2005-03-21 23:02:31

by jniehof

[permalink] [raw]
Subject: LBD/filesystems over 2TB: is it safe?

Someone posted to the LBD list last December regarding some supposedly
horrible bugs in large filesystems:
https://www.gelato.unsw.edu.au/archives/lbd/2004-December/000075.html
https://www.gelato.unsw.edu.au/archives/lbd/2004-December/000074.html

(I will admit that these were brought to my attention by that paragon of
fact-checking, a slashdot comment...)

I haven't found anything else online regarding these issues. Our initial
tests seem to indicate that it's possible to fill a 2.5TB ext3 filesystem
without corrupting the data or metadata, and as far as I and my colleagues
can understand the code it doesn't look too bad. But, before I start
loading all our production data up, I'd like to feel confident. Does this
poster know what he's talking about? Is there, or was there, any real
issue?

Running x86-32 using kernel 2.6.8 (from Debian sarge), although can always
roll my own if necessary. Preferred filesystem would be ext3, and I
anticipate no need to grow beyond the initial 2.5TB.


2005-03-22 00:31:22

by Peter Chubb

[permalink] [raw]
Subject: Re: LBD/filesystems over 2TB: is it safe?

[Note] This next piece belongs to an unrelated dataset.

PR #13969, opened 2024-08-23
Shared: Add HMAC and cert utils

roosterfish:
This PR adds additional HMAC and cert utils to the `shared` package.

>>>>> "jniehof" == jniehof <[email protected]> writes:

jniehof> Someone posted to the LBD list last December regarding some
jniehof> supposedly horrible bugs in large filesystems:
jniehof> https://www.gelato.unsw.edu.au/archives/lbd/2004-December/000075.html
jniehof> https://www.gelato.unsw.edu.au/archives/lbd/2004-December/000074.html

The changes in those emails are irrelevant --- they fail to take into
account the properties of the filesystems that they modify, that mean
that the 32-bit quantities being shifted will not overflow.

They're typically of the form:
- iblock = index << (PAGE_CACHE_SHIFT - inode->i_blkbits);
+ iblock = (sector_t) index << (PAGE_CACHE_SHIFT - inode->i_blkbits);

Now, on a 32-bit processor with 4k pages, PAGE_CACHE_SHIFT is 12, and
i_blkbits is also 12 if you're using 4k blocks (which you have to to
get a large filesystem). So this does nothing and is safe. The
on-disk format for ext[23] uses 32-bit block numbers, so your maximum
filesystem size is 16TB, and your maximum value of iblock is 2^32-1.

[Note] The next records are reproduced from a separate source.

Issue #13464, opened 2024-05-09
`lxd recover` loses the expiration dates of snapshots.


simondeziel:
I just went through a successful `lxd recover` which reimport my container and its snapshots from the intact zpool. Snapshots are taken on a schedule:

```sh
# lxc config show -e ganymede | grep snapshot
  snapshots.expiry: 3d
  snapshots.schedule: '@daily, @startup'
```

However, after `lxd recover` brought those snapshots back, they lost their `expires at` field:

```
# lxc info ganymede | sed -n '/^Snapshots:$/,$ p'
Snapshots:
+---------+----------------------+----------------------+----------+
|  NAME   |       TAKEN AT       |      EXPIRES AT      | STATEFUL |
+---------+----------------------+----------------------+----------+
| snap222 | 2024/05/07 05:28 UTC |                      | NO       |
+---------+----------------------+----------------------+----------+
| snap223 | 2024/05/08 05:28 UTC |                      | NO       |
+---------+----------------------+----------------------+----------+
| snap224 | 2024/05/09 05:28 UTC |                      | NO       |
+---------+----------------------+----------------------+----------+
| snap225 | 2024/05/09 22:21 UTC | 2024/05/12 22:21 UTC | NO       |
+---------+----------------------+----------------------+----------+
```

In the above, `snap225` was taken after the `lxd recover`.

However, the instance's `backup.yaml` should have had this information which is where it learned about the `taken at` field. That said, it seems the recovery have overwritten the `backup.yaml` with the bogus values now:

Please do benchmark XFS and ext3 on your system before choosing. Our
tests (to be published in Linux.Conf.Au next month) show that XFS is
significantly faster for some workloads.
Also its scalability to very large filesystems is much more mature than ext3.

--
Dr Peter Chubb http://www.gelato.unsw.edu.au peterc AT gelato.unsw.edu.au
The technical we do immediately, the political takes *forever*

2005-03-22 08:17:23

by Brad Campbell

[permalink] [raw]
Subject: Re: LBD/filesystems over 2TB: is it safe?

[email protected] wrote:

> Running x86-32 using kernel 2.6.8 (from Debian sarge), although can always
> roll my own if necessary. Preferred filesystem would be ext3, and I
> anticipate no need to grow beyond the initial 2.5TB.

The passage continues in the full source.